[Collected data entries]
PR #392, opened 2019-07-06
Replace uses of `mem::uninitialized` with `mem::MaybeUninit`

Ralith:
Corrects some UB and fixes deprecation warnings.


Ralith:
Looks like travis has an outdated stable rust somehow, despite fetching it on demand?

Ralith:
Looks like this can go ahead now.

PR #395, opened 2019-07-12
Implement the unreliable datagram extension

### LINKED ISSUE #207: Implement the unreliable datagram extension
[The unreliable datagram extension](https://datatracker.ietf.org/doc/draft-pauly-quic-datagram/?include_text=1) provides an interesting escape hatch for applications requiring unusual semantics. While streams should support everything from bulk data transfer to realtime games effectively, more niche cases like IP tunneling and VoIP might benefit from lower-level primitives. This extension is simple enough to incur little maintenance cost, and the presence of an escape hatch may reassure prospective users of QUIC's suitability to demanding applications.

The interface should consist of new functions to read/write datagrams. The stream read/write error enums should not be reused, as datagrams have different error semantics: writes may be blocked or may fail due to exceeding the MTU, and reads are infallible.

Ralith:
Fixes #207.

~This extension isn't stable yet, and (partly in the interest of avoiding rebase churn in std-futures branch) I haven't yet implemented the high level API, but this is the bulk of the work, and the API is ready to receive feedback.~

### DIFF
--- a/quinn-proto/src/connection.rs
+++ b/quinn-proto/src/connection.rs
@@ -12,7 +12,7 @@ use slog::Logger;
 
 use crate::coding::BufMutExt;
 use crate::crypto::{self, HeaderKeys, Keys};
-use crate::frame::{Close, FrameStruct};
+use crate::frame::{Close, Datagram, FrameStruct};
 use crate::packet::{
     Header, LongType, Packet, PacketNumber, PartialDecode, SpaceId, LONG_RESERVED_BITS,
     SHORT_RESERVED_BITS,
@@ -152,6 +152,8 @@ where
     streams: Streams,
     /// Surplus remote CIDs for future use on new paths
     rem_cids: Vec<IssuedCid>,
+    /// State of the unreliable datagram extension
+    datagrams: DatagramState,
 }
 
 impl<S> Connection<S>
@@ -255,6 +257,7 @@ where
             total_sent: 0,
 
             streams: Streams::new(side, config.stream_window_uni, config.stream_window_bidi),
+            datagrams: DatagramState::new(),
             config,
             rem_cids: Vec::new(),
             rng,
@@ -351,6 +354,7 @@ where
         if ack.largest >= self.space(space).next_packet_number {
             return Err(TransportError::PROTOCOL_VIOLATION("unsent packet acked"));
         }
+        let was_congested = self.congestion_blocked();
         let was_blocked = self.blocked();
         let new_largest = {
             let space = self.space_mut(space);
@@ -439,6 +443,12 @@ where
             for stream in self.blocked_streams.drain() {
                 self.events.push_back(Event::StreamWritable { stream });
             }
+        }
+        if was_congested
+            && !self.congestion_blocked()
+            && mem::replace(&mut self.datagrams.send_blocked, false)
+        {
+            self.events.push_back(Event::DatagramSendUnblocked);
         }
         Ok(())
     }
@@ -1949,6 +1959,28 @@ where
                     trace!(self.log, "got new token");
                     // TODO: Cache, or perhaps forward to user?
                 }
+                Frame::Datagram(datagram) => {
+                    let window = match self.config.datagram_window {
+                        None => {
+                            return Err(TransportError::PROTOCOL_VIOLATION(
+                                "unexpected DATAGRAM frame",
+                            ));
+                        }
+                        Some(x) => x,
+                    };
+                    if datagram.data.len() > window {
+                        return Err(TransportError::PROTOCOL_VIOLATION("oversized datagram"));
+                    }
+                    if self.datagrams.recv_buffered == 0 {
+                        self.events.push_back(Event::DatagramReceived);
+                    }
+                    while datagram.data.len() + self.datagrams.recv_buffered > window {
+                        debug!(self.log, "dropping stale datagram");
+                        self.recv_datagram();
+                    }
+                    self.datagrams.recv_buffered += datagram.data.len();
+                    self.datagrams.incoming.push_back(datagram);
+                }
             }
         }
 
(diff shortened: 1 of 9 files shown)


quinn-proto/src/connection.rs
```diff
@@ -2847,6 +2888,57 @@ where
...
+    /// Compute the maximum size of datagrams that may be sent, if supported on this connection
+    ///
+    /// This may change over the lifetime of a connection according to variation in the MTU
+    /// estimate, but will never be below the smaller of `MIN_DATAGRAM_MTU` and the limit specified
+    /// by the peer.
+    pub fn datagram_mtu(&self) -> Option<usize> {
+        self.config.datagram_window?;
+        let limit = self.params.max_datagram_frame_size?.into_inner();
+        Some(limit.min(self.max_payload_size() as u64 - Datagram::SIZE_BOUND as u64) as usize)
+    }
```
Ralith: I'm particularly interested in feedback on this function, and the related constant. It strikes me as potentially confusing, but the only other idea I have so far is exposing the components--peer limit and path MTU--separately, which is error-prone in that users might neglect to check both, and doesn't have an obvious functional benefit.

djc: Can you link to relevant part(s) of the draft?

djc: I don't understand what the call to `into_inner()` is doing. As I understand it, `self.params.max_datagram_frame_size?` is `usize`, so what's the `into_inner()` doing here? Also let's inline `max_payload_size()`, since it's a single-use function (and the name doesn't suggest it is only relevant for datagrams). Also, "will never be below ... the limit specified by the peer" doesn't seem very meaningful or helpful since the limit specified by the peer, as I understand it, might be 1? Also, the name here ending in `_mtu` again suggests an MTU unit, whereas it's actually datagram payload size?

quinn-proto/src/connection.rs
```diff
@@ -3378,3 +3475,36 @@ const ACK_DELAY_EXPONENT: u8 = 3;
...
+    TooLarge,
+    /// The peer does not support receiving datagram frames
+    #[error(display = "datagrams not supported by peer")]
+    UnsupportedByPeer,
+    /// Datagram support is disabled locally
+    #[error(display = "datagram support disabled")]
+    Disabled,
+}
+
+/// The largest unreliable datagram size that can be transmitted to a willing peer over any path
```
djc: I found the comment here quite confusing. The comment starts with "the largest" while the constant is named `MIN_`, so I'm already scratching my head. The `_MTU` suffix here seems to suggest that we're dealing with MTUs but I think this actually something like the payload size for a datagram frame that just fits in the QUIC minimum MTU? In any case it is not the minimum, because that is imposed by the transport parameter.

Ralith:
For some reason github won't let me respond to your first comment directly.

> I don't understand what the call to into_inner() is doing. As I understand it, self.params.max_datagram_frame_size? is usize, so what's the into_inner() doing here?

It's actually `pub max_datagram_frame_size: Option<VarInt>`. I'm toying with the idea of adopting this convention more broadly to make it harder to incorrectly encode/decode a value that's always used as varint.

> Also let's inline max_payload_size(), since it's a single-use function (and the name doesn't suggest it is only relevant for datagrams).

It's not specialized to datagrams, strictly, it's a judgement about the room for frames of any kind. Still, no harm in inlining it.

> "will never be below ... the limit specified by the peer" doesn't seem very meaningful or helpful since the limit specified by the peer, as I understand it, might be 1?

My intention was to express that the value usually has a reasonable lower bound, unless the peer requires otherwise. I'll try rewording it, especially since it doesn't make sense without the constant anyway.

Ralith:
Implemented the high-level API and added support for waiting on congestion.

quinn-proto/src/connection.rs
```diff
@@ -111,13 +111,18 @@ where
     first_1rtt_sent: Option<u64>,
     /// Sequence number of the first remote CID that we haven't been asked to retire
     first_unretired_cid: u64,
+    in_datagrams: VecDeque<Datagram>,
+    datagram_bytes: usize,
```
djc: Can you add a comment about what `datagram_bytes` is, please?

quinn-proto/src/connection.rs
```diff
@@ -111,13 +111,18 @@ where
     first_1rtt_sent: Option<u64>,
     /// Sequence number of the first remote CID that we haven't been asked to retire
     first_unretired_cid: u64,
+    in_datagrams: VecDeque<Datagram>,
```
djc: How do you feel about adding all the datagram state into a separate `DatagramState` (to be bikeshedded) type that gets included in the connection? Presumably the borrowck situation would not be worse than it already is.

quinn/src/broadcast.rs
```diff
@@ -0,0 +1,40 @@
+use std::task::{Context, Waker};
```
djc: I feel like adding this needs a bunch more justification to help me understand what problem we're trying to solve here, why that particular threshold of problems is crossed with the addition of datagrams. I also wonder what benchmarking you have done to back up the need for this mechanism?

quinn-proto/src/connection.rs
Ralith: Seems like a reasonable measure to keep `Connection`'s field count from growing too fast.

quinn/src/broadcast.rs
Ralith: This solves a resource-boundedness problem, not a performance one, and it's a problem we have otherwise completely avoided by arranging for futures to otherwise have at most one task waiting on them at a time. The alternative would be to add a `!Clone` `DatagramSender` handle to `NewConnection` with a `fn send_datagram(&mut self, ...)` to ensure that only one sender can exist at a time; that felt a bit like complicating the interface for the implementation's benefit to me.

Ralith: Although, `DatagramSender` *would* let us have a neater API along the lines of

```rust
impl DatagramSender {
    async fn wait_ready(&mut self);
    fn send(&mut self, data: Bytes) -> Result<(), Blocked + ConnectionError>
}
```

* Problem statement: The answer should consist solely of the lines from the first line above through the one with "### LINKED ISSUE", both included, repeated exactly.

* Completed task:
PR #392, opened 2019-07-06
Replace uses of `mem::uninitialized` with `mem::MaybeUninit`

Ralith:
Corrects some UB and fixes deprecation warnings.


Ralith:
Looks like travis has an outdated stable rust somehow, despite fetching it on demand?

Ralith:
Looks like this can go ahead now.

PR #395, opened 2019-07-12
Implement the unreliable datagram extension

### LINKED ISSUE #207: Implement the unreliable datagram extension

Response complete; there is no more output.